Task goal: Each line of the data below that contains "correct" must be copied.
** Opening The data block **
PR #142, opened 2020-09-08
fix: Cleanup internal argument handling

robinbowes:
ARGS and FILES are global arrays - no need to pass them as function arguments

### DIFF
--- a/terraform_docs.sh
+++ b/terraform_docs.sh
@@ -4,7 +4,7 @@ set -eo pipefail
 main() {
   initialize_
   parse_cmdline_ "$@"
-  terraform_docs_ "${ARGS[*]}" "${FILES[@]}"
+  terraform_docs_
 }
 
 initialize_() {
@@ -47,10 +47,6 @@ parse_cmdline_() {
 }
 
 terraform_docs_() {
-  local -r args="$1"
-  shift
-  local -a -r files=("$@")
-
   local hack_terraform_docs
   hack_terraform_docs=$(terraform version | head -1 | grep -c 0.12) || true
 
@@ -64,7 +60,7 @@ terraform_docs_() {
 
   if [[ -z "$is_old_terraform_docs" ]]; then # Using terraform-docs 0.8+ (preferred)
 
-    terraform_docs "0" "$args" "${files[@]}"
+    terraform_docs "0"
 
   elif [[ "$hack_terraform_docs" == "1" ]]; then # Using awk script because terraform-docs is older than 0.8 and terraform 0.12 is used
 
@@ -76,28 +72,25 @@ terraform_docs_() {
     local tmp_file_awk
     tmp_file_awk=$(mktemp "${TMPDIR:-/tmp}/terraform-docs-XXXXXXXXXX")
     terraform_docs_awk "$tmp_file_awk"
-    terraform_docs "$tmp_file_awk" "$args" "${files[@]}"
+    terraform_docs "$tmp_file_awk"
     rm -f "$tmp_file_awk"
 
   else # Using terraform 0.11 and no awk script is needed for that
 
-    terraform_docs "0" "$args" "${files[@]}"
+    terraform_docs "0"
 
   fi
 }
 
 terraform_docs() {
-  local -r terraform_docs_awk_file="$1"
-  local -r args="$2"
-  shift 2
-  local -a -r files=("$@")
+  local -r terraform_docs_awk_file="$1" ; shift
 
   declare -a paths
   declare -a tfvars_files
 
   local index=0
   local file_with_path
-  for file_with_path in "${files[@]}"; do
+  for file_with_path in "${FILES[@]}"; do
     file_with_path="${file_with_path// /__REPLACED__SPACE__}"
 
     paths[index]=$(dirname "$file_with_path")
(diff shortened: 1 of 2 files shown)


robinbowes:
@sergei-ivanov Can you please take a look at this. I've cleaned up the argument handling in terraform_docs so we simply use the global arrays `ARGS` and `FILES` rather than trying to pass them around internally.

terraform_docs.sh
```diff
@@ -125,18 +118,18 @@ terraform_docs() {
 
     if [[ "$terraform_docs_awk_file" == "0" ]]; then
       # shellcheck disable=SC2086
-      terraform-docs md $args ./ > "$tmp_file"
+      terraform-docs md "${ARGS[*]}" ./ > "$tmp_file"
```
sergei-ivanov, line 121: `ARGS` needs to be unquoted to support multiple arguments like in #98 , otherwise `terraform-docs` errors out.
```suggestion
      terraform-docs md ${ARGS[*]} ./ > "$tmp_file"
```

terraform_docs.sh
```diff
@@ -76,28 +72,25 @@ terraform_docs_() {
...
 
   fi
 }
 
 terraform_docs() {
-  local -r terraform_docs_awk_file="$1"
-  local -r args="$2"
-  shift 2
-  local -a -r files=("$@")
+  local -r terraform_docs_awk_file="$1" ; shift
```
sergei-ivanov, line 86: There's not really much point in `shift` anymore, now that we are using the globals.
```suggestion
  local -r terraform_docs_awk_file="$1"
```

terraform_docs.sh
```diff
@@ -125,18 +118,18 @@ terraform_docs() {
...
-      mv "$tmp_file_docs" "$tmp_file_docs.tf"
       local tmp_file_docs_tf
+      tmp_file_docs=$(mktemp "${TMPDIR:-/tmp}/terraform-docs-XXXXXXXXXX")
       tmp_file_docs_tf="$tmp_file_docs.tf"
+      mv "$tmp_file_docs" "$tmp_file_docs_tf"
 
       awk -f "$terraform_docs_awk_file" ./*.tf > "$tmp_file_docs_tf"
       # shellcheck disable=SC2086
-      terraform-docs md $args "$tmp_file_docs_tf" > "$tmp_file"
+      terraform-docs md "${ARGS[*]}" "$tmp_file_docs_tf" > "$tmp_file"
```
sergei-ivanov, line 132: Same here:
```suggestion
      terraform-docs md ${ARGS[*]} "$tmp_file_docs_tf" > "$tmp_file"
```

terraform_tfsec.sh
```diff
@@ -4,25 +4,22 @@ set -eo pipefail
...
-
-    let "index+=1"
+    (( index+=1 ))
   done
 
   for path_uniq in $(echo "${paths[*]}" | tr ' ' '\n' | sort -u); do
     path_uniq="${path_uniq//__REPLACED__SPACE__/ }"
     pushd "$path_uniq" > /dev/null
-    tfsec $ARGS
+    tfsec "${ARGS[@]}"
```
sergei-ivanov, line 22: Same here probably:
```suggestion
    tfsec ${ARGS[*]}
```

terraform_docs.sh
robinbowes: > There's not really much point in `shift` anymore, now that we are using the globals.

This is more of a safety net - it will throw an error if there is no arg.

terraform_docs.sh
robinbowes: OK

terraform_docs.sh
robinbowes: OK

terraform_tfsec.sh
robinbowes: OK

robinbowes: Actually, I think using the quoted `@` form is the correct approach here, and in `terraform_docs`.

Can you re-check with 3a68667 and let me know what you think?

robinbowes: FYI, it seems work OK for me:
```
 $ pre-commit try-repo -a ~/code/pre-commit-terraform terraform_docs
===============================================================================
Using config:
===============================================================================
repos:
-   repo: ../../../../pre-commit-terraform
    rev: 3a68667efc0f95f9c01db4a79aff33075697fc2e
    hooks:
    -   id: terraform_docs
===============================================================================
[INFO] Initializing environment for ../../../../pre-commit-terraform.
- hook id: terraform_docs
```

sergei-ivanov: It does not work with args specified like this:

```yaml
    hooks:
      - id: terraform_docs
        args:
          - '--args=document --indent 3'
```

...which is expected. But it does work when args are split into individual tokens:

```yaml
    hooks:
      - id: terraform_docs
        args:
          - '--args=document'
          - '--args=--indent'
          - '--args=3'
```

I am not sure whether we would want to enforce passing the args one by one, or be more lenient like in the 1st example.

robinbowes: @antonbabenko - any thoughts?

antonbabenko: I am almost sure that `--args` should be without spaces, so users should pass multiple items as a list which I believe works.

robinbowes: I think that's a cleaner solution than trying to cope with eg. `'--args=document --indent 3'`

sergei-ivanov: Both options are fine by me. If we settle on option 2, I think we need a section in the documentation/readme with a usage example for additional arguments (feel free to use the example above). Simply because it is not obvious at all at the moment.

robinbowes: Agreed - the docs need updating.

Is your example correct, though? Wouldn't it be this:
```
hooks:
      - id: terraform_docs
        args:
          - 'document'
          - '--indent=3'
```
I think the other examples in the README may be wrong too.

sergei-ivanov: The one above is correct and tested. One needs to prepend each argument with `--args=` prefix. I guess that is because we want to distinguish the arguments to terraform-docs from the list of files passed in by pre-commit.

So the arguments should be passed like this:
```yaml
      - id: terraform_docs
        args:
          - '--args=document'
          - '--args=--indent'
          - '--args=3'
```

robinbowes: OK, so I think we're saying we should use one arg per line ie. option 2 but that we should make sure we update the documentation to be clearer.

jpatallah:
When is the slated to be merged in? Our tfsec exclusion parameter isn't being read properly and this fix is very important!

MaxymVlasov:
Nope, we should pass them to functions, because it explicitly mentions which vars go to function.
** Closing The data block **
Your solution:
robinbowes: Actually, I think using the quoted `@` form is the correct approach here, and in `terraform_docs`.
Is your example correct, though? Wouldn't it be this:
sergei-ivanov: The one above is correct and tested. One needs to prepend each argument with `--args=` prefix. I guess that is because we want to distinguish the arguments to terraform-docs from the list of files passed in by pre-commit.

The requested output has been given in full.